There has been some cool work over the last few years about transporting treatment effects beyond the study population, but ideally we wouldn’t need to do this.
Random sampling?
Trials never randomly sample from a target population (prove me wrong kids)5. For one thing, recruitment is hard, and we tend to take everyone eligible we can get. In most trials, the inclusion and exclusion criteria correspond to those who would be offered future treatment if it looks good. This does not invoke random sampling; it just says that we don’t intentionally exclude groups who would be offered treatment in future (or try to control the distribution of some covariate as in the Rothman, Gallacher and Hatch paper).
There are of course some exceptions. One is that study centres are typically chosen as the ones that are suitably professional. Enough that we can reasonably expect them to follow the protocol and record reliable data. This is a pragmatic choice for the integrity of the trial. If centres that we choose to exclude are systematically different to those that we include, this might induce a mismatch between the population implied by the trial sample and the target population.

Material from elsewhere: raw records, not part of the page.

PR #2917, opened 2021-05-23
raidemulator: Follow up fixes for #2879

valarnin:
Follow up PR for fixes mentioned in #2879.

Opted to move `LineEvent0x18`'s `effectName` property initialization to the constructor instead of the `convert` method, since it doesn't need to be delayed for repo population like some other properties.


valarnin:
Added the missing comment as well. I think that's everything outstanding.

quisquous:
Thanks!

As an example: I have coeliac disease. At the moment there is a company (I think) trying to recruit coeliacs to a study of some intervention that means coeliacs can eat gluten without experiencing the immune reaction. This would be life-changing! I and the two other coeliacs I know have been approached and we’d all be delighted to take this thing if it works, but are unwilling to be involved in a study. Lots coeliacs are far less extreme than us and we’re quite happy for them to participate in this study.
KJ Rothman, JEJ Gallacher, EE Hatch, Why representativeness should be avoided. International Journal of Epidemiology. 2013; 42(4):1012–14, https://doi.org/10.1093/ije/dys223
It begins with this quote
The essence of knowledge is generalisation. That rubbing wood in a certain way can produce fire is a knowledge derived by generalisation from individual experiences; the statement means that rubbing wood in this way will always produce fire. The art of discovery is therefore the art of correct generalisation. What is irrelevant, such as the particular shape or size of the piece of wood used, is to be excluded from the generalisation; what is relevant, for example, the dryness of the wood, is to be included in it. The meaning of the term relevant can thus be defined: that is relevant which must be mentioned for the generalisation to be valid. The separation of relevant from irrelevant factors is the beginning of knowledge.
– Hans Reichenbach (Reichenbach, H. The Rise of Scientific Philosophy, 1951, vol. 5, Bognor Regis, UK, University of California Press, pp. 5)
I have a side hustle carving wooden spoons, my big sister is a farmer and my little brother is a carpenter, so I have an obsession with trees and wood. I can claim to know a fair bit more about it than ol’ Reichenbach. My gripe is that things he lists as irrelevant are actually relevant. It’s not just about having dry wood. Matches are long and thin not spherical. They are almost always made from aspen or poplar due to their low burn temperatures, which means they ignite easily (try switching that for beech). Similarly, if you tried to make fire using friction on alder, you might be there for a while; dry wood is not sufficient. So those ‘generalisations’ he lists actually wouldn’t produce fire and are actually a good cautionary tale! He’s probably too dead to defend himself.
Hernán MA, Robins JM (2020). Causal Inference: What If. Boca Raton: Chapman & Hall/CRC.
Ok, individually-randomised trials. Some cluster-randomised trials do because adding more patients within a cluster sometimes adds very little statistical information.